*** Opening Records shown ***
Issue #159, opened 2026-09-08
sheets: a spreadsheet is one sheet of single-column lines, so a real grid — tabs, columns, typed cells — has no representation


khj809:
Backlot models a spreadsheet as **one sheet whose every cell is a whole line of the stored text**. A real spreadsheet is a workbook of named sheets over a 2D grid of typed cells. Nothing in the corpus format, the store, or the served API can express a table today, so a client that needs one — reading a real grid now, writing one later — cannot get it.

This is a tracking issue: the work below is a stack, not a single PR.

## What is served today

| Fact | Where |
|---|---|
| Every spreadsheet is one sheet titled `Sheet1`, `sheetId` 0, `index` 0 | `SHEETS_SHEET_TITLE`, `sheets_get` in `backlot/routers/google.py` |
| A cell is a whole line: `content.split("\n")` -> `[[line], [line], ...]`, one column | `_sheets_grid` |
| Every cell is served as a string — `effectiveValue` is always `{"stringValue": ...}` | `_sheets_grid_data` |
| The grid is declared 1000x26, but only column A can ever hold anything | `SHEETS_GRID_ROWS` / `SHEETS_GRID_COLS` |
| The store holds one `content TEXT` blob per file; there is no grid column and no sheet table | `gdrive_files` in `backlot/store.py` |
| The BYO corpus record has `content` and `subtype` only; no field can carry rows and columns | `backlot/schemas/google_drive.schema.json` |
| `files.export?mimeType=text/csv` serves `content` verbatim, independent of the grid the Sheets API builds from it | `drive_files_export` |

`_sheets_grid_data` already states two of these as known divergences in its own docstring. This issue is about the one underneath them: the grid itself is not a grid.

## Why the current shape is right, and why it is still not enough

This is not an oversight. #35 measured 1,875 spreadsheet records in the bench corpus and found none of them delimiter-uniform CSV: 82.6% prose, 17.4% prose wrapped around a pipe-delimited table. Splitting those on a comma manufactures columns out of sentence punctuation, so `_sheets_grid` deliberately splits on nothing. That reasoning holds and must survive this work.

What it establishes is that **prose cannot be parsed into a grid**, not that a grid has no place. A corpus owner who has an actual table has no way to say so. The fix is to let the corpus state its columns rather than to let the mock guess them.

## Why this matters now

Two independent reasons, either sufficient on its own.

[...]

Issue #35, opened 2026-08-04
Sheets/Drive disagree on CSV cell splitting for 94 bench spreadsheets


khj809:
`spreadsheets.get` (and now `values.get`/`values:batchGet`, #34) split a spreadsheet's stored text with `line.split(",")`, while `files.export?mimeType=text/csv` serves the raw text — so a CSV-aware consumer parses it properly. For most of the corpus those agree. For some they do not.

Measured over the bench corpus (1,875 spreadsheets, 104,781 non-empty lines):

| | |
|---|---|
| spreadsheets where `split(",")` != `csv.reader` | **94** (5.0%) |
| non-empty lines that differ | **512** (0.49%) |

The cause is not a quoted comma inside a field — it is a **whole line wrapped in double quotes**:

```
"1,EU fallback,Lena Rodriguez (SRE),H,2026-09-06,in_progress,limited spare GPUs,spin 2 nodes + reroute,1-2"
```

- `split(",")` -> 9 cells, the first being `"1`
- `csv.reader`  -> **1** cell holding the whole line

So for those 94 documents the mock already gives two different answers depending on which API you ask:

| call | result |
|---|---|
| `spreadsheets.get` / `values.get` | 9 columns, first cell carries a stray `"` |
| `files.export` (text/csv), parsed | 1 column |

Real Sheets has one grid; a client cannot get two shapes for one document.

## What needs deciding

Which reading is correct is genuinely ambiguous, and that is why this is an issue rather than a patch:

1. **The quoting is spurious** (the generator wrapped rows it should not have) -> intended shape is 9 columns, and the fix is to strip a fully-wrapping quote pair before splitting.
2. **The quoting is meaningful CSV** -> intended shape is 1 column, and the fix is to use `csv.reader` everywhere.

Option 2 is the correct reading of CSV as a format, but it changes what `spreadsheets.get` has served since it was added, and the stray `"` that option 1 removes is itself evidence the quoting was not intended to be read as CSV.

Worth checking what the raw ERB source records look like for one of the 94 before choosing — the answer is in the source data, not in the mock.

## Scope

- `_sheets_rows` / `sheets_get` in `app/routers/google.py` (one splitter, shared)
- whichever choice is made, `files.export` and the Sheets APIs must end up agreeing
- a test over the affected shape, since the SAMPLE corpus has no quoted lines and cannot catch this

[...]

PR #161, opened 2026-09-08
Improve fidelity on Google Sheets APIs

khj809:
A `google_drive` record can state a spreadsheet's actual grid — named sheets, 2D rows, typed cells — and that grid carries through import, storage, the Sheets v4 read surface and Drive's CSV/TSV export. Work list B, C, D, F, G and H of #159, plus the Sheets read surface's fidelity gaps that the grid work put within reach.

Before this, a spreadsheet was one sheet titled `Sheet1` whose every cell was a whole line of the stored text. That shape stays, and stays the default: #35 measured 1,875 real spreadsheet records and found none of them delimiter-uniform CSV, so splitting prose on a comma manufactures columns out of sentence punctuation. What changes is that a corpus owner who *has* a table can now say so, instead of the mock guessing.

## The corpus

```json
{"source_type": "google_drive", "subtype": "spreadsheet", "title": "Q3 pipeline", "folder": "sales",
 "sheets": [{"title": "Summary", "grid": [["Region", "Deals", "Won"], ["EMEA", 12, true]]},
            {"grid": [["id", "amount"], ["a-1", 1250.5]]}]}
```

A cell is a JSON scalar — string, number, boolean, or `null` for an empty cell — so the type a corpus states is the type the API serves. `sheets` and `content` are mutually exclusive: `content` is derived from the first sheet at import, so Drive's CSV export and the Sheets API cannot describe one document two ways. A record with no `sheets` imports as before, and serves as before but for the grid height noted under review.

Dates, formulas and error cells have no representation. That is a stated limitation rather than a divergence — a corpus says what a cell holds, and JSON has no date.

## What is served

- `spreadsheets.get` returns one entry per sheet with a real `sheetId`, `index`, `title` and per-sheet `gridProperties`, beside the `autoRecalc`, `timeZone`, `defaultFormat` and `spreadsheetTheme` real always carries. `ranges` filters the `sheets` array itself, and a sheet several ranges touch gets one `data` block per range, each with its own `rowMetadata` and `columnMetadata`.
- An A1 range names any sheet in the workbook — qualified, quoted, unquoted, case-insensitively — and the echoed `range` normalises the title and requotes it. An unknown sheet is 400 `INVALID_ARGUMENT`.
- A cell carries `userEnteredValue`, `effectiveValue`, `formattedValue` and `effectiveFormat`, so `valueRenderOption` finally distinguishes: `UNFORMATTED_VALUE` answers `12`, `FORMATTED_VALUE` answers `"12"`.
- `files.export` serialises the first sheet — RFC 4180 for CSV, and the lossy space-substitution real TSV does.
- `spreadsheets:getByDataFilter` and `values:batchGetByDataFilter` serve the same reads addressed by `a1Range` or `gridRange`. Reads issued over POST, because the filters do not fit in a query string.
- Every Sheets read honours `fields` (a nested partial-response mask), `prettyPrint`, `alt`, `callback`, `quotaUser` and `upload_protocol`, and refuses a value the real API refuses.

## Measurements

Every fidelity claim here was measured against the live Sheets v4 and Drive v3 APIs over a purpose-built multi-sheet workbook; work list A of #159 records them. The non-obvious ones the implementation turns on:

- `sheetId` is not the index. Only the sheet created with the spreadsheet is `0`; every later one carries a large pseudo-random integer.
- The sheet/range separator is the **last** `!`, and a bare `A1` is a cell on the first sheet even when a sheet named `A1` exists.
- `FORMULA` and `UNFORMATTED_VALUE` are identical for any cell that is not a formula.
- Trailing-empty trimming is per row, so `values.get` answers ragged — while CSV export pads rows rectangular to the last used column.
- All three read enums match case-insensitively, and an *empty* value is not an absent one: it is refused rather than defaulted.
- `includeGridData` is a protobuf boolean, so `1`, `t`, `y` and `yes` all mean true — and `on` does not.
- `values:batchGetByDataFilter` answers in the order the ranges *start*, column before row, not the order the filters were sent.
- `prettyPrint` defaults to true, and unlike the other booleans an unparseable value is treated as true rather than refused.
- A cell's `effectiveFormat` varies across the types a corpus can state in exactly one field — a string sits `LEFT`, a number `RIGHT`, a boolean `CENTER` — so it is derived rather than stored, the way `formattedValue` is.
- A spreadsheet's `defaultFormat` and `spreadsheetTheme` are *not* derivations. Across six real workbooks they came in three variants, differing where someone had applied a theme or the document had been imported from .xlsx. What is served is the variant a freshly created spreadsheet has.

## Fidelity

`backlot diff --source google_drive` goes from 224 acknowledged divergences to 213. Twenty-one close because the behaviour is now served — nineteen parameters and two operations — and ten open, because the two endpoints that previously did not exist bring their own standard-parameter surface.

**Every read method is served.** The Sheets v4 discovery document declares 17 methods: seven reads and ten writes. Five of the seven are served — `spreadsheets.get`, `values.get`, `values:batchGet`, `values:batchGetByDataFilter` and `spreadsheets:getByDataFilter` — and the two that are not are `developerMetadata.get` and `developerMetadata.search`, which #159 names in its non-goals. The ten writes are work list E.

What stays open is 37 acknowledged gaps: those twelve operations, and five standard parameters on each of the five read endpoints. Each is left for a reason rather than for want of effort. `key`, `access_token` and `oauth_token` are credential transports — honouring one means a second path through `backlot.auth`, which every source shares, not a parameter this module can read. `uploadType` the real API *refuses* on a read, so the baseline's "the vendor accepts it" does not describe the vendor. `$.xgafv` is implementable and measured — `1` adds a legacy `errors[]` array to the envelope, `2` is what is already served, anything else is a 400 naming the system parameter — but it is declared on every Google endpoint rather than these five, so closing it here would leave the rest of Drive, Docs and Slides inconsistent with Sheets. It belongs to a change over that whole family.

No gap was closed by declaring a parameter without implementing it. That was the shape of one of the bugs this PR fixes: `dateTimeRenderOption` was declared on the values routes and never validated, so the discovery diff counted it as served while a client's typo passed silently.

## Notes for review

- A prose-backed spreadsheet and a gridded one agree with Drive export *differently*, and the tests assert each as itself. A prose document's cells are its lines, so its export round-trips byte for byte; running a CSV parser over it would find columns the Sheets API never claimed.
- `_workbook()` makes the prose representation one more grid, so both paths are the same code — which is why the existing Sheets tests pass unmodified.
- A sheet is addressed by the sheet it is, never by re-parsing its own title: a title reading as a cell or column reference (`A1`, `AB`) would otherwise resolve against the first sheet.
- The ERB importer deliberately still produces prose spreadsheets. Measured over the bench's 1,875: 25 state a header whose rows parse to exactly that width, and none of those 25 is the table alone — each carries 1–13 further content fields. `sheets` forbids `content`, so converting even the cleanest would drop the document's own prose from search and from export.
- A `fields` mask is validated against the fields Backlot can emit rather than the whole Sheets schema, so one naming a real-but-unmodelled field is refused here and answered there. Stated in the code; the alternative is a typo becoming a silently empty response.
- One behaviour on the prose path does move, and it is not a no-op: a spreadsheet with more than 1000 lines now reports `rowCount` equal to its line count rather than 1000, and a range inside it answers rather than 400ing. That follows the same measurement the gridded path uses — a grid is never smaller than the data it holds — but it is a change, so `test_a_prose_spreadsheet_is_still_one_synthesized_sheet` pins the shape that did not move.
- R1C1 ranges are still refused, and `values.get` documents them beside A1 — #174. Present at the base too; the completeness claim above is about methods, not notations.
- No migration path: a corpus is re-imported, not upgraded in place. A DB built before this change has no `gdrive_sheets`, is opened read-only, and would otherwise answer every Sheets read with a bare `OperationalError`; the server now names the missing table at startup and says to re-import.

**Every field these reads return is now served — a key-by-key diff against the live API over `spreadsheets.get` (with and without grid data), `values.get` and `values:batchGet` finds nothing missing in either direction, and nothing invented.**

Getting there meant revisiting #159's formatting non-goal, whose stated reason is "nothing in the corpus can carry them". Measured, that splits in two. A cell's `effectiveFormat` *is* carried, in the only way that matters: the sole field that varies across the types a corpus can state is decided by the cell's type, so the object is derived exactly as `formattedValue` is. A spreadsheet's `defaultFormat` and `spreadsheetTheme` are genuinely settings a person chooses — six workbooks gave three variants — so they are served as the values a freshly created spreadsheet has, on the same footing as `locale`, `autoRecalc`, `timeZone`, `sheetId` and the 1000x26 grid this module already synthesizes. `userEnteredFormat` is the one field left unserved, and measured it is the right call: it carries only what was explicitly set on a cell, so of 17 typed cells the only ones that had one were the percent, date, datetime, time and scientific cells, each holding a lone `numberFormat` Sheets inferred from what was typed. A corpus states no formatting and none of those value types, so no cell it can describe has anything to put there.

Still open on #159: the write surface (work list E). Developer metadata, merges, named ranges, charts and `spreadsheets.create`/`batchUpdate` remain non-goals.


nuri-yoo (commented):
Reviewed at 12505d4. Read the whole diff, ran the suite in a worktree at this head (exit 0; the seven touched test files: 1047 passed), `ruff check` / `ruff format --check` clean, `scripts/gen_docs.py --check` clean, and reproduced every inline finding against this head with the TestClient. Inline: two High (the doc_id collision, and an existing DB answering 500 on every Sheets read), the rest Medium or prose.

Not anchorable in the diff:

- PR body arithmetic. Sheets entries in the baseline go 48 to 37 with 10 new ones, so 21 close (19 parameters + 2 operations), not nineteen; 224 - 19 + 10 is 215, not 213. The 37 that stay are 12 operations plus *five* standard parameters on each of the five read endpoints (`key`, `access_token`, `oauth_token`, `uploadType`, `$.xgafv`), not one. "the four Sheets read endpoints" sits a few paragraphs from "Five of the seven are served".
- `examples/bring-your-own-corpus/README.md:47` still shows the `content` CSV record, and line 35 says every record states `content`; `sample_corpus.jsonl` moved to `sheets`.
- A behaviour change on the prose path that the body does not state: at 364e071 a 1500-line prose spreadsheet is `rowCount 1000` and `A1500` is refused; here it is `rowCount 1500` and `A1500` answers `line1499`. Consistent with A.6 in #159, but the body says a record without `sheets` imports exactly as before, and `test_a_prose_spreadsheet_is_still_one_synthesized_sheet` says its served shape must not move.

Follow-up issue rather than this PR: the discovery document describes `range` as "The A1 notation or R1C1 notation", and the installed llama-index `GoogleSheetsReader` sends `R1C1:R{rows}C{cols}` and `{title}!R1C1:R{rows}C{cols}`. Both are 400 `Unable to parse range` here and at the base too. Worth filing given the "read surface is complete" claim.

Low, no action needed from me:

- `GridData` keys come out `rowMetadata, columnMetadata, rowData`; the proto numbering (row_data 3, row_metadata 4, column_metadata 5) puts `rowData` first. Your measured body will settle it; the module orders other objects by measurement.
- `sheets_grid.formatted` on a non-integral float is `str()`: 0.1+0.2 gives "0.30000000000000004", 1e-7 gives "1e-07". Measured cases are 3.0 and 3.5 only. Stating the rest as unmeasured is enough.
- `grid.items.minItems: 1` refuses `[]` as a row ("[] should be non-empty") while the schema says short rows are padded. `normalise_grid` handles `[]` fine, and the commit that added the constraint (392ffb6) gives no reason.
- `land()` in `_gmask_parse` has a `sub` parameter no call site passes.
- `callback` is reflected into the `text/javascript` body unvalidated. Bearer auth keeps it out of a `<script src>`, but restricting it to identifier characters costs nothing.
- `_workbook` loads every sheet's grid for a single-range read: 5.4 ms vs 0.9 ms per `values.get A1` on a 5 x 1000 x 26 workbook. Fine at this scale; `_a1_sheet` only needs titles and ids, so the grids could load lazily if it ever matters.

backlot/importer/byo.py
```diff
@@ -1711,6 +1795,19 @@ def add(self, rec: dict, where: str = "record") -> None:
                     s["speaker_id"] = ordinals[s["speaker_name"] or ""]
             rec = {**rec, "content": synth.fireflies_transcript_text(sentences)}
 
+        # google_drive: a stated grid IS the document, so `content` is DERIVED from the first sheet
+        # rather than supplied. `files.export?mimeType=text/csv` serves `content` verbatim, so this
+        # is what stops Drive and the Sheets API describing one document two ways -- and it leaves
+        # FTS text to index for a spreadsheet that states no prose. Like fireflies above, it runs
+        # before `_doc_id`, which hashes the content, so the id covers the grid.
```
nuri-yoo: `_doc_id` hashes `source_type + title + content` (line 145), and for a gridded record `content` is the first sheet's CSV, so the id covers the first sheet only, not the grid. Two records without `doc_id` that share a title and a first sheet but differ on a later sheet collide.

Reproduced on this head: two `Twin` records, first sheet `[["a"]]`, second sheets `[["first"]]` and `[["second"]]`. `files.list` serves one `Twin`; `values.get Sheet2` on it answers `second`; the import prints nothing. The comment above `seen` justifies later-wins for "a direct import of the same documents"; these are different documents, and a Summary sheet shared by several workbooks is an ordinary corpus.

Hashing `_j(rec["sheets"])` next to `content` when `sheets` is present would make the id cover what this comment says it covers.

backlot/importer/byo.py
```diff
@@ -3433,6 +3544,8 @@ def run(
                 problems.append((lineno, f"invalid JSON: {e}"))
                 continue
             errs = record_errors(rec)
+            if isinstance(rec, dict) and rec.get("source_type") == "google_drive":
+                errs += _sheets_pairing_errors(rec)
```
nuri-yoo, line 3573: When `sheets` is not a list, `record_errors` has already reported the type error and this line iterates the value anyway. `{"sheets": 5}` under `--dry-run`:

```
TypeError: 'int' object is not iterable
```

`"sheets": true` does the same. The load path is safe (the schema check at 1721 precedes 1730); only the dry run, which exists to report instead of failing, ends in a traceback. `if not isinstance(sheets, list): return []` at the top of `_sheets_pairing_errors` is enough, since the schema already names the problem.

backlot/routers/google.py
```diff
@@ -2032,9 +2641,150 @@ async def sheets_values_batch_get(spreadsheet_id: str, request: Request):
...
+    Half-open indices, and an omitted bound means that edge of the grid."""
+    if isinstance(f.get("a1Range"), str):
+        return f["a1Range"]
+    grid = f.get("gridRange")
+    if not isinstance(grid, dict):
+        raise gerr.invalid_argument("dataFilter.filter must be specified.")
+    sheet = next((s for s in sheets if s.sheet_id == grid.get("sheetId", 0)), None)
+    if sheet is None:
+        raise gerr.invalid_argument(f"No sheet with id: {grid.get('sheetId', 0)}")
+    r0 = int(grid.get("startRowIndex") or 0)
```
nuri-yoo: The `gridRange` members are used without a typed check, unlike the enums and booleans on the same reads. Measured on this head, `values:batchGetByDataFilter`:

| gridRange | answer |
|---|---|
| `{"startRowIndex": "abc"}` | `ValueError` escapes, 500 |
| `{"startRowIndex": 0, "endRowIndex": 0}` | 400 `Range (Data!A0:Z1) exceeds grid limits` |
| `{"startRowIndex": -1}` | 400 `Range (Data!A0:Z1000) ...` |
| `{"startRowIndex": 2, "endRowIndex": 1}` | 200, range `Data!A1:Z3`, three rows served |
| `{"startRowIndex": 1.7}` | 200, silently 1 |
| `{"sheetId": null}` | 400 `No sheet with id: None` |
| `{"sheetId": "0"}` | 400 `No sheet with id: 0` |

`A0` is not a cell: `_a1_name` builds `Data!A1:Z0` for `r1 <= r0` and `_a1_range` re-parses it into a start row of -1. The reversed filter answers a range it did not ask for. `None` is a Python repr. The discovery document declares these `int32`, and the proto3 JSON mapping accepts a number or a string for int32, so `"0"` should resolve. I did not measure real's wording for any of these, so no message proposals; but the 500 needs to be a 400, and a check of the TYPE_INT32 kind seems due before the values reach `_a1_name`.

backlot/routers/google.py
```diff
@@ -2032,9 +2641,150 @@ async def sheets_values_batch_get(spreadsheet_id: str, request: Request):
...
+    "/sheets/v4/spreadsheets/{spreadsheet_id}:getByDataFilter",
+    openapi_extra={"parameters": _P_SHEETS_STD},
+)
+async def sheets_get_by_data_filter(spreadsheet_id: str, request: Request):
+    """``spreadsheets.get`` addressed by DataFilter. Same response, and the filters scope the
+    ``sheets`` array exactly as ``ranges`` does — measured, including that NO filter means every
+    sheet rather than the refusal its values-level sibling gives."""
+    row, sheets = _workbook(request, spreadsheet_id)
+    body, specs = await _sheets_filters(request, sheets, required=False, indexed=False)
+    grid = bool(body.get("includeGridData"))
```
nuri-yoo: `bool()` on the body value: `"false"`, `"no"` and `"0"` all come back with `data`, and only a JSON `0` or `false` does not. The GET path parses the same parameter through `_sheets_bool`. 41e4e96c gives the enums one rule for query string and body; the boolean did not get it. The discovery document declares `GetSpreadsheetByDataFilterRequest.includeGridData` as `boolean`, so a string is arguably a refusal, but under no reading is `"false"` true. Either run a string through `_sheets_bool`'s spellings or accept only a JSON boolean.

backlot/routers/google.py
```diff
@@ -1735,26 +1974,66 @@ async def sheets_get(spreadsheet_id: str, request: Request):
...
-    sheet = {
-        "properties": {
-            "sheetId": 0,
-            "title": SHEETS_SHEET_TITLE,
-            "index": 0,
-            "sheetType": "GRID",
-            # the grid, not the data extent — see SHEETS_GRID_ROWS
-            "gridProperties": {"rowCount": SHEETS_GRID_ROWS, "columnCount": SHEETS_GRID_COLS},
+    row, sheets = _workbook(request, spreadsheet_id)
+    grid = _sheets_bool(request, "includeGridData", "include_grid_data")
```
nuri-yoo, line 1994: Measured on this head: `GET ...?fields=sheets.data.rowData.values.formattedValue` with no `includeGridData` answers `{"sheets":[{}]}`, and `:getByDataFilter` with the same mask does too. The discovery document says of `includeGridData`, on both methods:

> True if grid data should be returned. This parameter is ignored if a field mask was set in the request.

So with a mask present the mask decides, and one that reaches `sheets.data` (or `sheets`, or `*`) should build the grid and project it. Every test that sends `fields` also sends `includeGridData=true` (test_google.py:3459), which is why this is uncovered.

backlot/schemas/google_drive.schema.json
```diff
@@ -120,16 +120,63 @@
     "trashed": {
       "type": "boolean",
       "description": "Whether the file is trashed (files.list excludes trashed by default)."
+    },
+    "sheets": {
+      "type": "array",
+      "minItems": 1,
+      "description": "A real grid, for a `spreadsheet`. Authoritative when present, and then `content` must be ABSENT: content is derived from the first sheet at import, so a record stating both would let Drive search find words no cell holds. Omit `sheets` and `content` keeps its meaning unchanged -- one sheet whose every cell is a whole line of it.",
```
nuri-yoo: This states one direction (words no cell holds). The other is unstated: `content` is the first sheet, and the FTS index is title+content (store.py:2083), so a word held only on a later sheet is not found by `fullText contains`. Measured: `zebrawombat` on sheet 2 answers `files: []`; `EMEA` on sheet 1 is a hit.

Drive's search reference defines `fullText` as matching "text in the file's content or metadata of the file", without scoping it to a sheet; I have not measured a multi-sheet workbook against it. Either way a client searching a gridded corpus needs to know. State it here and in docs/corpus.md, or feed FTS every sheet.

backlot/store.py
*** Closing Records shown ***
Exercise prompt
Please give back exactly the lines of this listing beginning at the line with "The grid is" and ending with the line with "## Why the current", both included, and nothing else.

Your solution
| The grid is declared 1000x26, but only column A can ever hold anything | `SHEETS_GRID_ROWS` / `SHEETS_GRID_COLS` |
| The store holds one `content TEXT` blob per file; there is no grid column and no sheet table | `gdrive_files` in `backlot/store.py` |
| The BYO corpus record has `content` and `subtype` only; no field can carry rows and columns | `backlot/schemas/google_drive.schema.json` |
| `files.export?mimeType=text/csv` serves `content` verbatim, independent of the grid the Sheets API builds from it | `drive_files_export` |

`_sheets_grid_data` already states two of these as known divergences in its own docstring. This issue is about the one underneath them: the grid itself is not a grid.

## Why the current shape is right, and why it is still not enough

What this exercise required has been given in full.